> [DIRECTIONS FOR THIS TASK] The lines from the start of the data through the line with "### LINKED ISSUE" are to be returned verbatim; all later lines are to be omitted.

> [DATASET EXTRACT]
....................

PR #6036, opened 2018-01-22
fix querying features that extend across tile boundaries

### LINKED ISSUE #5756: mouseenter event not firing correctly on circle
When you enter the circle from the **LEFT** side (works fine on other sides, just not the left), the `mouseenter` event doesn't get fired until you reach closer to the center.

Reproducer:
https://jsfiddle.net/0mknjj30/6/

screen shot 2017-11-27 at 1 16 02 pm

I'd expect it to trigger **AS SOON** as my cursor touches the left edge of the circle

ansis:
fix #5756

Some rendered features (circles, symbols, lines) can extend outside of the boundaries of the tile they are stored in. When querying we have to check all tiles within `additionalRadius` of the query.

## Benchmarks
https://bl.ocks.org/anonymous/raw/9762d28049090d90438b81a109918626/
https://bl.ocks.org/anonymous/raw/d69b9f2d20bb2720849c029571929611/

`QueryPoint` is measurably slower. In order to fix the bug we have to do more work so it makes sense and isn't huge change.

....................

> [ANSWER TO THIS EXERCISE]
PR #6036, opened 2018-01-22
fix querying features that extend across tile boundaries

### LINKED ISSUE #5756: mouseenter event not firing correctly on circle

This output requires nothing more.